Google search "rope or braided" dog leash you'll find what you are looking for. You could always use a heavy duty horse lead rope as well.


----------



## NancyJ (Jun 15, 2003)

I am pretty sure rope or braided is not the direction .... carmen's link to tubular nylon is the product. It is sold in backpacking stores. A lot of folks tie a clip on it to make tracking lines.

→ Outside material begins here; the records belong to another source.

PR #196, opened 2021-12-10
[Delegations prereq 6] Use a verify.DB for delegation in client

ethan-lowman-dd:
Splitting up https://github.com/theupdateframework/go-tuf/pull/175

This PR removes the type `verify.DelegationsVerifier` in favor of using a `verify.DB` directly to store sets of keys. This simplifies the types, since a `DelegationsVerifier` just wrapped a `DB` without adding significant functionality, and allows us to use the same type (a `verify.DB`) to hold keys for the top level targets role as for delegated targets roles.

### DIFF
--- a/client/delegations.go
+++ b/client/delegations.go
@@ -20,7 +20,7 @@ func (c *Client) getTargetFileMeta(target string) (data.TargetFileMeta, error) {
 	// - filter delegations with paths or path_hash_prefixes matching searched target
 	// - 5.6.7.1 cycles protection
 	// - 5.6.7.2 terminations
-	delegations := targets.NewDelegationsIterator(target)
+	delegations := targets.NewDelegationsIterator(target, c.db)
 	for i := 0; i < c.MaxDelegations; i++ {
 		d, ok := delegations.Next()
 		if !ok {
@@ -28,7 +28,7 @@ func (c *Client) getTargetFileMeta(target string) (data.TargetFileMeta, error) {
 		}
 
 		// covers 5.6.{1,2,3,4,5,6}
-		targets, err := c.loadDelegatedTargets(snapshot, d.Delegatee.Name, d.Verifier)
+		targets, err := c.loadDelegatedTargets(snapshot, d.Delegatee.Name, d.DB)
 		if err != nil {
 			return data.TargetFileMeta{}, err
 		}
@@ -39,11 +39,11 @@ func (c *Client) getTargetFileMeta(target string) (data.TargetFileMeta, error) {
 		}
 
 		if targets.Delegations != nil {
-			delegationsVerifier, err := verify.NewDelegationsVerifier(targets.Delegations)
+			delegationsDB, err := verify.NewDBFromDelegations(targets.Delegations)
 			if err != nil {
 				return data.TargetFileMeta{}, err
 			}
-			err = delegations.Add(targets.Delegations.Roles, d.Delegatee.Name, delegationsVerifier)
+			err = delegations.Add(targets.Delegations.Roles, d.Delegatee.Name, delegationsDB)
 			if err != nil {
 				return data.TargetFileMeta{}, err
 			}
@@ -75,7 +75,7 @@ func (c *Client) loadLocalSnapshot() (*data.Snapshot, error) {
 }
 
 // loadDelegatedTargets downloads, decodes, verifies and stores targets
-func (c *Client) loadDelegatedTargets(snapshot *data.Snapshot, role string, verifier verify.DelegationsVerifier) (*data.Targets, error) {
+func (c *Client) loadDelegatedTargets(snapshot *data.Snapshot, role string, db *verify.DB) (*data.Targets, error) {
 	var err error
 	fileName := role + ".json"
 	fileMeta, ok := snapshot.Meta[fileName]
@@ -98,11 +98,7 @@ func (c *Client) loadDelegatedTargets(snapshot *data.Snapshot, role string, veri
 	// 5.6.3 verify signature with parent public keys
 	// 5.6.5 verify that the targets is not expired
 	// role "targets" is a top role verified by root keys loaded in the client db
-	if role == "targets" {
-		err = c.db.Unmarshal(raw, targets, role, fileMeta.Version)
-	} else {
-		err = verifier.Unmarshal(raw, targets, role, fileMeta.Version)
-	}
+	err = db.Unmarshal(raw, targets, role, fileMeta.Version)
 	if err != nil {
 		return nil, ErrDecodeFailed{fileName, err}
 	}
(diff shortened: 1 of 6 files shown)


mnm678 (approved):

internal/targets/delegation.go
```diff
@@ -18,13 +19,23 @@ type delegationsIterator struct {
 }
 
 // NewDelegationsIterator initialises an iterator with a first step
-// on top level targets
-func NewDelegationsIterator(target string) *delegationsIterator {
+// on top level targets.
+func NewDelegationsIterator(target string, topLevelKeysDB *verify.DB) *delegationsIterator {
+	role := topLevelKeysDB.GetRole("targets")
+	keyIDs := []string{}
+	if role != nil {
```
asraa, line 26: Would it be an error or do we never expect that the keys DB never have targets?

hosseinsia:
Would you please add some description to this PR?

client/delegations.go
```diff
@@ -20,15 +20,15 @@ func (c *Client) getTargetFileMeta(target string) (data.TargetFileMeta, error) {
...
+	delegations := targets.NewDelegationsIterator(target, c.db)
 	for i := 0; i < c.MaxDelegations; i++ {
 		d, ok := delegations.Next()
 		if !ok {
 			return data.TargetFileMeta{}, ErrUnknownTarget{target, snapshot.Version}
 		}
 
 		// covers 5.6.{1,2,3,4,5,6}
-		targets, err := c.loadDelegatedTargets(snapshot, d.Delegatee.Name, d.Verifier)
+		targets, err := c.loadDelegatedTargets(snapshot, d.Delegatee.Name, d.DB)
```
hosseinsia, line 31: sorry I do not understand the need for this change. Would you please explain?

client/delegations.go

Ray Allan has a tubular nylon lead but it is expensive.

I don't know about this company but
Tubular Nylon Lead

This and Carmen's pictures should give an idea.


----------



## wolfstraum (May 2, 2003)

find a store that sells sporting stuff for climbing and kayaking rather than a big box sporting goods store....that is where you can buy it....then attach a snap with a loop or get it sewn on by a shoe repair shop....

there is a shop here called 'expedition' that sells it

Lee


----------



## lithpd101 (Jun 15, 2009)

Trident K9 tactical military police nylon K9 dog leashes, equipment, training


----------



## Liesje (Mar 4, 2007)

My friend has several lines and leashes made with this and her husband got it at a marine/boat store. I guess that's the big secret, go to a marine store. They had all different colors, widths, etc. Buy it by the yard or foot. The stuff she ended up picking is real soft and feels more like fabric than nylon leashes you get a the big name pet stores. It is super duper strong but IMO felt a little slippery, but I prefer ASAT over nylon. As to the other links, as far as I know "tubular" nylon is not braided climbing rope, though the word tubular might be throwing people off. Tubular nylon (at least the good quality stuff she got at the marine store) is flat but hollow, so it's a tube of nylon that's flattened, like a double layered leash.


----------



## Chicagocanine (Aug 7, 2008)

I recommend White Pines Outfitters. They are made with very soft feeling nylon, comfortable to hold and yes it is tubular also. 
Link: White Pine Outfitters - Welcome to White Pine Outfitters

The training collars were originally made for use with show dogs to not break the fur around the neck. I use their buckle collars as a 'house collar' to put my dogs tags on and wear comfortably and not leave marks. I also have one of their 4' leashes and a tab, they are very nice.


----------



## Phoebes (Jul 14, 2012)

Thanks!  
Yes what I was looking for is like what jocoyn, lithpd101 and Chicagocanine linked me to and I'm liking there's some choices in color as well. Much obliged. It's just like what Liesje described. It's not a rope... I'm psyched they make collars too because they don't damage the dog's coat as much. And thanks Liesje, I didnt know what stores might sell the material so we can make some ourselves.

Carmen - the pulling is a work in progress.. and like I said the trainer refuses to let us know where she gets them. We're not happy with the trainer but that's another thread...


----------